MLIR letter-D vector designs are presently represented as (n-1)-D arrays of just one-D vectors whenever lowered so you can LLVM

MLIR letter-D vector designs are presently represented as (n-1)-D arrays of just one-D vectors whenever lowered so you can LLVM

Brand new implication of your own actual HW restrictions into programming design was this package do not list dynamically across hardware files: a join document is also fundamentally not noted dynamically. It is because the brand new check in number is restricted and something often needs to unroll clearly discover fixed sign in number or go using thoughts. That is a restriction familiar to CUDA coders: whenever claiming an exclusive drift an effective ; and next indexing that have a dynamic value leads to very-entitled local memories usage (i.elizabeth. roundtripping so you’re able to recollections).

Implication to your codegen ¶

That it raises the results into fixed against active indexing talked about in earlier times: extractelement , insertelement and you will shufflevector to your letter-D vectors inside the MLIR simply support static indices. Active indicator are only offered on really lesser step one-D vector not brand new external (n-1)-D . With other instances, direct weight / stores are expected.

  1. Loops around vector viewpoints is actually secondary dealing with out of vector philosophy, they must run using direct stream / shop surgery over letter-D vector items.
  2. Shortly after an letter-D vector sort of was stacked for the an SSA value (which can otherwise will most likely not reside in letter files, having otherwise as opposed to spilling, when sooner or later decreased), it may be unrolled so you can less k-D vector products and processes you to correspond to brand new HW. So it number of MLIR codegen is related to check in allotment and you will spilling that are present far later in the LLVM pipeline.
  3. HW could possibly get assistance >1-D vectors with intrinsics to have secondary handling throughout these vectors. These may feel targeted by way of explicit vector_shed procedures away from MLIR k-D vector items and processes so you’re able to LLVM step one-D vectors + intrinsics.

Instead, we believe truly reducing so you can an excellent linearized abstraction hides out the codegen intricacies regarding memories accesses by providing a bogus impact off enchanting vibrant indexing across data. Alternatively i like to create the individuals extremely explicit from inside the MLIR and make it codegen to explore tradeoffs. Some other HW will need other tradeoffs about items employed in tips step 1., dos. and you may step 3.

Conclusion produced on MLIR top get effects on good far later on phase within the LLVM (once register allotment). We really do not consider to reveal questions associated with acting regarding sign in allowance and spilling in order to MLIR clearly. As an alternative, each target commonly present a collection of “good” address functions and you may n-D vector items, associated with the can cost you that PatterRewriters in the MLIR top would be able to address. Like will cost you in the MLIR height would-be abstract and you can utilized for positions, perhaps not to have perfect overall performance modeling. Later on such as for instance can cost you could well be read.

Implication for the Minimizing to Accelerators ¶

To target accelerators that support higher dimensional vectors natively, we can start from either 1-D or n-D vectors in MLIR and use vector.cast to flatten the most minor dimensions to 1-D vector where K is an appropriate constant. Then, the existing lowering to LLVM-IR immediately applies, with extensions for accelerator-specific intrinsics.

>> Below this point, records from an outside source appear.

PR #216, opened 2019-11-14
allows the use of allowClear attribute

jonborchardt:


components/form.tsx
```diff
@@ -11,9 +11,20 @@ export const TextArea = styled(Antd.Input.TextArea)`
...
+        font-size: ${({ theme }) => theme.typography.bodySmall.fontSize};
+
+        /* when the user uses allowClear attribute, the control swaps from an input to a span with
+        an input in it.  so we need specific crappy css for this case */
+        input {
+            margin: ${({ theme }) => `-${theme.spacing.xs} -${theme.spacing.md}`};
+            padding: ${({ theme }) => `${theme.spacing.xs} ${theme.spacing.md}`};
+            height: initial;
+            font-size: ${({ theme }) => theme.typography.bodySmall.fontSize};
+        }
```
codeviking: Don't we need to omit the `padding` and `font-size` on the top level container when this is true (i.e. won't this create padding on both the `span` and the `input`?  Is that desired?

It is the role of an Accelerator-specific vector dialect (see codegen flow in the figure above) to lower the vector.cast . Accelerator -> LLVM lowering would then consist of a bunch of Accelerator -> Accelerator rewrites to perform the casts composed with Accelerator -> LLVM conversions + intrinsics that operate on 1-D vector .

Some of those rewrites may need extra handling, especially if a reduction is involved. For example, vector.cast %0: vector to vector when K != K1 * … * Kn and some arbitrary irregular vector.cast %0: vector<4x4x17xf32> to vector may introduce masking and intra-vector shuffling that may not be worthwhile or even feasible, i.e. infinite cost.

However vector.cast %0: vector to vector when K = K1 * … * Kn should be close to a noop.